*** Begin section ***

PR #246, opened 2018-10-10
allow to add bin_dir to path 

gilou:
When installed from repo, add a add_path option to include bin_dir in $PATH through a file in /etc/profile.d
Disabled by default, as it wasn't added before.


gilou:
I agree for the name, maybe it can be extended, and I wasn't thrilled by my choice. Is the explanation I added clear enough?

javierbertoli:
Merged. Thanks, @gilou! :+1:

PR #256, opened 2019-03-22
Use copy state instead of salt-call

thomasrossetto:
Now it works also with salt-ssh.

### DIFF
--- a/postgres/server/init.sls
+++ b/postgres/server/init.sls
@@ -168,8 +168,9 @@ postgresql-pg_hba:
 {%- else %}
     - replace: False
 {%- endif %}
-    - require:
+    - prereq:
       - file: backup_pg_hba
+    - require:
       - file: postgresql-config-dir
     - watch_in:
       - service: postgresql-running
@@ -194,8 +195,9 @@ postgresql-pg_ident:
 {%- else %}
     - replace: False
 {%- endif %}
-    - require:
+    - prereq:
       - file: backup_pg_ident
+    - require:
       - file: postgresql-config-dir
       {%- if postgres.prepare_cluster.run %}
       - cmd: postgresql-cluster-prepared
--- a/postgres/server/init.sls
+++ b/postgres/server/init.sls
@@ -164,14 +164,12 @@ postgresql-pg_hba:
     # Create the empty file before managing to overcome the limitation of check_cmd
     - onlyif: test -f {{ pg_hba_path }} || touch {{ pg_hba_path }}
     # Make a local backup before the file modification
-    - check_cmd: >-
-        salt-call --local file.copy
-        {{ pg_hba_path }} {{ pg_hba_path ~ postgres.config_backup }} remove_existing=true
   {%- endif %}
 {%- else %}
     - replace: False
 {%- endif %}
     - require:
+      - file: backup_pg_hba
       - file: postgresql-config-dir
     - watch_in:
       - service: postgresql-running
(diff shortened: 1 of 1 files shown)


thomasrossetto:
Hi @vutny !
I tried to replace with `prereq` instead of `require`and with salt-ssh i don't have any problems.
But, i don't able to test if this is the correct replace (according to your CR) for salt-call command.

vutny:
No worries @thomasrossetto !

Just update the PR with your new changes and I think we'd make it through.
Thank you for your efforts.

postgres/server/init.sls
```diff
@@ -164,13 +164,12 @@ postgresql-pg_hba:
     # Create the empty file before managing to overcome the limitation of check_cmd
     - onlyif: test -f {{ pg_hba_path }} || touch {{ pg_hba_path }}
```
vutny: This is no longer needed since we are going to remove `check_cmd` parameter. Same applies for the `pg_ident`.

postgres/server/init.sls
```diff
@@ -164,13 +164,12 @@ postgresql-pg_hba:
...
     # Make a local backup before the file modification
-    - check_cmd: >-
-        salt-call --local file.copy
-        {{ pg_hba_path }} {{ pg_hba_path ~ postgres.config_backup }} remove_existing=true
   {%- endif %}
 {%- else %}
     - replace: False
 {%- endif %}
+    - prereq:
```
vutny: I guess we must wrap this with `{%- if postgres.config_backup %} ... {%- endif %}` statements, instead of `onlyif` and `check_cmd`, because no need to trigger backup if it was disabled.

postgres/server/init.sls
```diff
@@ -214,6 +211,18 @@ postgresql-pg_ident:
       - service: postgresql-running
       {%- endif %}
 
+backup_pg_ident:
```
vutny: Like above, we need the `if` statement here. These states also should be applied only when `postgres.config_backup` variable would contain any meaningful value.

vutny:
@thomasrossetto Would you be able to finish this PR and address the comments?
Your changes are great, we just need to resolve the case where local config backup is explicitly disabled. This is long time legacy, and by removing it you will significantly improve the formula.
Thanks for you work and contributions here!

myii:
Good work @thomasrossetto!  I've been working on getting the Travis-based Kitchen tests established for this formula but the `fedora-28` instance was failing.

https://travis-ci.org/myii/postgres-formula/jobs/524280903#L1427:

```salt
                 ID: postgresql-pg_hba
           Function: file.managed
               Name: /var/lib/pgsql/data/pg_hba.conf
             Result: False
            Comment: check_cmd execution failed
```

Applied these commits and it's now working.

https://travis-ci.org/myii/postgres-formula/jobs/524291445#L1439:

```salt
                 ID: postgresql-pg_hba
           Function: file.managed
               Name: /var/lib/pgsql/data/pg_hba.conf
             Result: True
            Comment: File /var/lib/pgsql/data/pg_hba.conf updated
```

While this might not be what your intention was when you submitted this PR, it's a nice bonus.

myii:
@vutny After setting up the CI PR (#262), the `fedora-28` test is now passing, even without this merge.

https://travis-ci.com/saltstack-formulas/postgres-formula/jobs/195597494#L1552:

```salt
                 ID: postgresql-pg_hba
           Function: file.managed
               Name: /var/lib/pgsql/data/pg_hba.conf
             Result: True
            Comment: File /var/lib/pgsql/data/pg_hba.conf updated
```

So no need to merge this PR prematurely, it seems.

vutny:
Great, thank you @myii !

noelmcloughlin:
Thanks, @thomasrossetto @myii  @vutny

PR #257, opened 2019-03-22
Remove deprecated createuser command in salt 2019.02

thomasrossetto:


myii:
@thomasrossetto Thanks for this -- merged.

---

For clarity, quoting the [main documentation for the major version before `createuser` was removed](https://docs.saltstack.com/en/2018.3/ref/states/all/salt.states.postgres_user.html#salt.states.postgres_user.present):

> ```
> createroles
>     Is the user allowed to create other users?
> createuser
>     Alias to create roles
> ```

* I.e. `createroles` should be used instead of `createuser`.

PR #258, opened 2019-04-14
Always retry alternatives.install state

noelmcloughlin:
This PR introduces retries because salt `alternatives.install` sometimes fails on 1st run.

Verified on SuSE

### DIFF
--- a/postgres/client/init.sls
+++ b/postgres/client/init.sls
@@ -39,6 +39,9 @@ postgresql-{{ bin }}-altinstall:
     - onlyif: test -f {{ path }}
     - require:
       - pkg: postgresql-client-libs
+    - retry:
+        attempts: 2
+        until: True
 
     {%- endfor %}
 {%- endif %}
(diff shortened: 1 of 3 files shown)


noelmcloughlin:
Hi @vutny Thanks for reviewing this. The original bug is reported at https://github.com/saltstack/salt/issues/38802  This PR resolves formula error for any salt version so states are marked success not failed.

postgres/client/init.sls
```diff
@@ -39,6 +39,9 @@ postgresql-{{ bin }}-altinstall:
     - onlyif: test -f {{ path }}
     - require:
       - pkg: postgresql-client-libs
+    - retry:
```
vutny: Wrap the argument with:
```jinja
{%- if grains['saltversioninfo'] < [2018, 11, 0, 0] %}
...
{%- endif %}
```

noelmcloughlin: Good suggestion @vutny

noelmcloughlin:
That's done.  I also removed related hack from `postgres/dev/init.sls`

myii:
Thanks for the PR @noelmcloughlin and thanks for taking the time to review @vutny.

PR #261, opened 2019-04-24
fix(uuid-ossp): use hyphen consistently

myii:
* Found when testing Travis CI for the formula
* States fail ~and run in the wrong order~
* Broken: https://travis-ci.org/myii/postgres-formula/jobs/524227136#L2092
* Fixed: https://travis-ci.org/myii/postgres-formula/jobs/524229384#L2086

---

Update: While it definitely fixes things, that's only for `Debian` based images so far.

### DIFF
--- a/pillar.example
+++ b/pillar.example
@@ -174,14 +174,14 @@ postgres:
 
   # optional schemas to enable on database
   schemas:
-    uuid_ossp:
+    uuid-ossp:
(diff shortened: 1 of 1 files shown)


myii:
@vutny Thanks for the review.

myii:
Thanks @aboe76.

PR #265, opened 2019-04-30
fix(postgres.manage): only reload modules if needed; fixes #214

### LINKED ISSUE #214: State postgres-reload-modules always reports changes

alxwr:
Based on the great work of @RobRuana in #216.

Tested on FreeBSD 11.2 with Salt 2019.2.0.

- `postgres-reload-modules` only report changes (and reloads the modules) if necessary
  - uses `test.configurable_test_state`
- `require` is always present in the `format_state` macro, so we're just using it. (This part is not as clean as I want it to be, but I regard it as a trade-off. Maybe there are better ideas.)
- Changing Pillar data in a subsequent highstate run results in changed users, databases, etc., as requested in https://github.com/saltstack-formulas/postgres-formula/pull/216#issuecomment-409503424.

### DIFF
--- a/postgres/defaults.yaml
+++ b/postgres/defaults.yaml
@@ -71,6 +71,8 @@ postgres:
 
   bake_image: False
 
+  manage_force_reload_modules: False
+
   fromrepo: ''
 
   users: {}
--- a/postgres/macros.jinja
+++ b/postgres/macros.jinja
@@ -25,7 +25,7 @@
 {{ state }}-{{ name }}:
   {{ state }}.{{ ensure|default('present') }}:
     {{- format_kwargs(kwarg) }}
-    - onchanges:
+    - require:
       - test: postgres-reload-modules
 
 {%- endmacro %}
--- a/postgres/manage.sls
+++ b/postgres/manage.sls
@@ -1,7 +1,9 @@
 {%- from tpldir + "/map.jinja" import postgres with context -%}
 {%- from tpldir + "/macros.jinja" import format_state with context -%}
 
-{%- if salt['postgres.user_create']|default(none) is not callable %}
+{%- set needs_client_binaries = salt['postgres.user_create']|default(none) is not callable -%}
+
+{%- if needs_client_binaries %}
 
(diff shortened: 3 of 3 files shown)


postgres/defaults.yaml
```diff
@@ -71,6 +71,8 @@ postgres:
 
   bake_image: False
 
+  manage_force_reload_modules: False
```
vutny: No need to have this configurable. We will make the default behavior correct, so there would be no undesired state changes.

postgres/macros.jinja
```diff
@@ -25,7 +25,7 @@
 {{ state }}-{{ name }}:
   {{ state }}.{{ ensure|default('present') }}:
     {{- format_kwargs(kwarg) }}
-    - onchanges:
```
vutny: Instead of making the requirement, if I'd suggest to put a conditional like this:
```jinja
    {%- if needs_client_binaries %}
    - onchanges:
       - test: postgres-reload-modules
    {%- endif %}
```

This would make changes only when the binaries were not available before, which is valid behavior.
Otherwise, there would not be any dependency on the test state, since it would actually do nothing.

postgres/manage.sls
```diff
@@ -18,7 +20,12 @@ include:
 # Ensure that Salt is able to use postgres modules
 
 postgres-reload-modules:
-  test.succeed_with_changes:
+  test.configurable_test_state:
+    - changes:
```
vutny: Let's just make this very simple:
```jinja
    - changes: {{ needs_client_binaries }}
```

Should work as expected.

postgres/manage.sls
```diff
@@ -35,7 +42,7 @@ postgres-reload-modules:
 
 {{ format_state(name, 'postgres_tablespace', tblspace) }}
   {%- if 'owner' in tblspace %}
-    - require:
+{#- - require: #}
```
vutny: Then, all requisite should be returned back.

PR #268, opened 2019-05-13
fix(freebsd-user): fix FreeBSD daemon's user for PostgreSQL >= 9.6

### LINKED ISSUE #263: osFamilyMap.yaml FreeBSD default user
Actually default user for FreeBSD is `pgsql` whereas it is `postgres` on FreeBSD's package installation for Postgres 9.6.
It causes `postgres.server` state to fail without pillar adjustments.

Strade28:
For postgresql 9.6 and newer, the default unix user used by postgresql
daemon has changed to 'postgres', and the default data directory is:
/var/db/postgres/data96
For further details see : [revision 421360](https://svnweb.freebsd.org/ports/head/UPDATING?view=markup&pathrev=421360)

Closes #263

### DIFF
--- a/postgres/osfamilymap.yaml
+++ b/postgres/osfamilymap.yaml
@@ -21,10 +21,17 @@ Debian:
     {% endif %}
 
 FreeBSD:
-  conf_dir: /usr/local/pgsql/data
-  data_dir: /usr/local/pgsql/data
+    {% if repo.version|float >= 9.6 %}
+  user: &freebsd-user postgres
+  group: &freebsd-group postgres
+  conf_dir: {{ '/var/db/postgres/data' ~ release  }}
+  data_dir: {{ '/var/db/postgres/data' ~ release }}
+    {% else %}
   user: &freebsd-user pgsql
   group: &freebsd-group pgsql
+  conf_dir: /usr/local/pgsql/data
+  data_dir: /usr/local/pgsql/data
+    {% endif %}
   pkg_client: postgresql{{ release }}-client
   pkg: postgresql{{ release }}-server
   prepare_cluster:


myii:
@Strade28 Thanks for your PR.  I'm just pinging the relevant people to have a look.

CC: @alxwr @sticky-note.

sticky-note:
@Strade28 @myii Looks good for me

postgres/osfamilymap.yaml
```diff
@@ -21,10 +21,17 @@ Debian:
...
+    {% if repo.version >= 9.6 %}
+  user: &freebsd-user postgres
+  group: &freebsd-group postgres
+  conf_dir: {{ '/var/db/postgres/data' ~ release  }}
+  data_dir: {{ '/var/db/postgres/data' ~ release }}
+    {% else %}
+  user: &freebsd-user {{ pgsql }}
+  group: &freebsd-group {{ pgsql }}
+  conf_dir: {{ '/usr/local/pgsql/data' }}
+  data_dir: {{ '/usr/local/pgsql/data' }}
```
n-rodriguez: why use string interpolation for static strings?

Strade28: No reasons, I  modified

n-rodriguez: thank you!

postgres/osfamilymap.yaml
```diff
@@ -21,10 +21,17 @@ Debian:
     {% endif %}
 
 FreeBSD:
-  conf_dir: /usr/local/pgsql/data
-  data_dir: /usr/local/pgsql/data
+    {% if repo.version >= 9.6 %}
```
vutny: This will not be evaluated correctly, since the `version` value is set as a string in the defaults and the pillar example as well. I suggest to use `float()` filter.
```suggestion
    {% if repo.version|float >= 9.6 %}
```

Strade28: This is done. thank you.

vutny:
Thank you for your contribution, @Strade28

*** End section ***

How many of the lines above hold "schemas"? Answer with only the number.

### [Reply]
2